[Saved entries]

Segment Open

PR #332, opened 2024-06-24
ENG-8175 check if started and exit start() if so. fix unit tests

kishisaka-nid:
Check if the SDK is already started(). If so, exit immediately. This will stop the starting of multiple data manager queues that might be occurring right now if start() is called twice in a row without stopping.


kevinsites (approved):

kevinsites (changes requested):
Can we add a test to verify this result?

kishisaka-nid:
yeah good idea. will add a startAlreadyStarted() test.

cometman (dismissed):

kevinsites (approved):

cometman (approved):

PR #333, opened 2024-06-27
Eng 7894 dont call fpjs if session not sampled

kishisaka-nid:
Missed these checks to ensure that we don't capture the advanced device id when we are not sampling events.

### DIFF
--- a/NeuroID/src/main/java/com/neuroid/tracker/service/NIDSessionService.kt
+++ b/NeuroID/src/main/java/com/neuroid/tracker/service/NIDSessionService.kt
@@ -76,7 +76,9 @@ internal class NIDSessionService(
             NIDSingletonIDs.retrieveOrCreateLocalSalt()
 
             neuroID.dataStore.saveAndClearAllQueuedEvents()
-            neuroID.checkThenCaptureAdvancedDevice()
+            if (samplingService.isSessionFlowSampled()) {
+                neuroID.checkThenCaptureAdvancedDevice()
+            }
 
             completion()
         }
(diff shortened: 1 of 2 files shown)


NeuroID/src/main/java/com/neuroid/tracker/service/NIDSessionService.kt
```diff
@@ -76,7 +76,9 @@ internal class NIDSessionService(
             NIDSingletonIDs.retrieveOrCreateLocalSalt()
 
             neuroID.dataStore.saveAndClearAllQueuedEvents()
-            neuroID.checkThenCaptureAdvancedDevice()
+            if (samplingService.isSessionFlowSampled()) {
+                neuroID.checkThenCaptureAdvancedDevice()
```
kevinsites, line 80: why don't we do this check in the `NeuroID.captureAdvancedDevice` method (https://github.com/Neuro-ID/neuroid-android-sdk/blob/f50ee90aaa0d779cdfe706b057c5ca9452729948/NeuroID/src/advancedDeviceLib/java/com/neuroid/tracker/extensions/AdvancedDeviceExtension.kt#L61)? otherwise we will have to put this check everywhere it called including in the ADV extension methods

See iOS Implementation: https://github.com/Neuro-ID/neuroid-ios-sdk/blob/119e39b2d6095fe609a67279868cea31c9fa9811/NeuroID/NeuroIDClass/Extensions/NIDAdvancedDevice.swift#L101

kevinsites (changes requested):

NeuroID/src/main/java/com/neuroid/tracker/service/NIDSessionService.kt
kishisaka-nid: I wanted to add it in there That was my first thought however I couldn't think of a way to test it. I can move it back into checkThenCaptureAdvancedDevice() but have to think about how to test this.

kishisaka-nid: updated.

kevinsites (approved):

priya-xavier (approved):

kevinsites (approved):

PR #499, opened 2023-11-28
fix Flow deserialization for hosts

gpetretto:
## Summary

There was an issue with the (de)serialization of a Flow. Since the hosts are added when a Flow is created from a list of Flows/Jobs, during deserialization hosts were duplicated for each of the jobs contained in the Flow.

This PR should fix this.


utf:
Great, thank you.

PR #506, opened 2023-12-08
Add documentation for how to deal with stores beyond `MemoryStore`

Andrew-S-Rosen:
## Summary

This PR addresses a comment raised in https://github.com/openjournals/joss-reviews/issues/5995. We now include documentation for how to modify the Jobflow settings to use a custom data store. This was already described in the API documentation, but now a concrete example is provided in the main documentation.

One open question: There is basically the [same info](https://materialsproject.github.io/atomate2/user/install.html#jobflow-yaml) in a portion of the Atomate2 documentation. Do we instead just link to it to prevent duplication of content? Or is there value in having a dedicated page with Jobflow. I can see arguments for both. In any case, this PR provides an example.

### DIFF
--- a/docs/index.rst
+++ b/docs/index.rst
@@ -6,6 +6,7 @@
    Install jobflow <install>
    Install FireWorks (Optional) <install_fireworks>
    Tutorials <tutorials>
+   Configuring Data Stores <stores>
 
 .. toctree::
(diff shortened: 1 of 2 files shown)


utf:
Great, thank you.

PR #512, opened 2023-12-18
Optionally avoid deserialization when resolving references

gpetretto:
## Summary

Following the discussion about the need to deserialize objects when the output references are being resolved, I have added an option to avoid it. This would fail if the reference is a property of the deserialized object.


utf:
This looks great, thanks @gpetretto

PR #516, opened 2023-12-18
Fix handling of function from standard library

gpetretto:
## Summary

I was trying to use a function from the standard library to create a simple example and I got an error:

```python
import time
from jobflow import Job, SETTINGS

j = Job(time.sleep, (1,))
j.run(SETTINGS.JOB_STORE)
```

gives

> TypeError: time.sleep() takes exactly one argument (2 given)

The reason is that `sleep` has a `__self__` attribute and in `Job` it is then converted to a bound method. This seems to be shared by most (all?) the functions in the standard library. 

To adress this I changed the check performed in `Job.run()` assuming that if the `__self__` is a module, than the callable should not be converted to a method. I am not entirely sure if I may be missing some case where this is not true.

### DIFF
--- a/src/jobflow/core/job.py
+++ b/src/jobflow/core/job.py
@@ -554,7 +554,6 @@ class Job(MSONable):
         --------
         Response, .OutputReference
         """
-        import builtins
         import types
         from datetime import datetime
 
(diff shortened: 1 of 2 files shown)


utf:
Thanks @gpetretto

PR #528, opened 2024-01-17
CounterStore

jmmshn:
## Generical global counters might be useful for some special workflows

Many of the document models in emmet are designed to deal with either `int` or `"mp-"+int` type of ids for the different documents.  As such, they sometimes require unique integer counters for specific downstream documents to be built properly.
This feature should allow atomate2 to automatically assign unique ids to the tasks which (I believe) is currently unset.
If the task id is set I think more of the aggregated document model in emmet can be directly used in the middle of future more complex workflows.

An example of this problem is here:
https://github.com/materialsproject/atomate2/pull/655

Where the `InsertionElectrode` document expects task_id to be set.

### DIFF
--- a/src/jobflow/core/store.py
+++ b/src/jobflow/core/store.py
@@ -5,6 +5,7 @@ from __future__ import annotations
 import typing
 
 from maggma.core import Store
+from maggma.stores import MongoStore
 from monty.json import MSONable
 
 from jobflow.core.reference import OnMissing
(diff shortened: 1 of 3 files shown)


jmmshn:
> This feature should allow atomate2 to automatically assign unique ids to the tasks which (I believe) is currently unset.
If the task id is set I think more of the aggregated document model in emmet can be directly used in the middle of future more complex workflows.

@utf, I think a counter for the `TaskDocs` in atomate2 can be incorporated pretty easily by monkey patching the constructor method to call the counter incrementation.

utf:
Thanks @jmmshn, this is a nice implementation. As I mentioned on the atomate2 PR, the goal with jobflow is to move away from counters since they cause an issue when merging two databases. If MP need mp_id's then I suggest they be added in their ingestion pipeline. They shouldn't be needed for atomate2/jobflow.

jmmshn:
Closing this since we are resolving it in the other PR #529

Issue #519, opened 2024-01-01
Why UUIDs?


janosh:
I was looking at a wall of job IDs like this earlier and wondering if `jobflow` actually requires full 36-character UUIDs?

[...]

PR #529, opened 2024-01-18
allow different UID types

jmmshn:
## Only allow UUIDs that can be sorted in time

Partially addresses:
https://github.com/materialsproject/jobflow/issues/519

- Change all the function names  `*uuid` -> `*uid`
- Added new setting for `UID_TYPE`
- Added support for `uuid1` and `ulid` via `python-ulid`
- Added functions to retrieve time stamp information
- Added tests


gpetretto:
Thanks for implementing the change and making uuid4 the default. 
It would be convenient for me (and maybe for others), not to have an abrupt change in the exposed functions as I am using the `suuid` function to generate a string uuid in a few places. It is not such a big deal, but would it be fine to keep the `suuid` function in the `uuid` module with a deprecation warning?

jmmshn:
Yeah that makes sense.

jmmshn:
BTW does anyone know what the `s` in `suuid` stands for?

utf:
Thanks @jmmshn.

Is it possible to make `ulid` an optional dependency and only import it if the user has asked for it in their settings file. The code should also throw an appropriate error explaining which python package is needed to use `ulid` if it is not installed.

utf:
Thanks @jmmshn

jmmshn:
BTW, can we get a release with this, then I can finish the atomate2 PR.

utf:
Done (`v0.1.17`)

PR #544, opened 2024-02-14
jsanitize fireworks Task

gpetretto:
I have seen that in some cases the `JobFiretask` does not properly serialize a Job.
Consider the case of a Maker with a Callable as an attribute.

Segment Closed

● Activity
Repeat only what runs from the line holding "- Added tests" to the end of the data, keeping every line exactly as written, first and last included.

● Solution for this problem
- Added tests


gpetretto:
Thanks for implementing the change and making uuid4 the default. 
It would be convenient for me (and maybe for others), not to have an abrupt change in the exposed functions as I am using the `suuid` function to generate a string uuid in a few places. It is not such a big deal, but would it be fine to keep the `suuid` function in the `uuid` module with a deprecation warning?

jmmshn:
Yeah that makes sense.

jmmshn:
BTW does anyone know what the `s` in `suuid` stands for?

utf:
Thanks @jmmshn.

Is it possible to make `ulid` an optional dependency and only import it if the user has asked for it in their settings file. The code should also throw an appropriate error explaining which python package is needed to use `ulid` if it is not installed.

utf:
Thanks @jmmshn

jmmshn:
BTW, can we get a release with this, then I can finish the atomate2 PR.

utf:
Done (`v0.1.17`)

PR #544, opened 2024-02-14
jsanitize fireworks Task

gpetretto:
I have seen that in some cases the `JobFiretask` does not properly serialize a Job.
Consider the case of a Maker with a Callable as an attribute.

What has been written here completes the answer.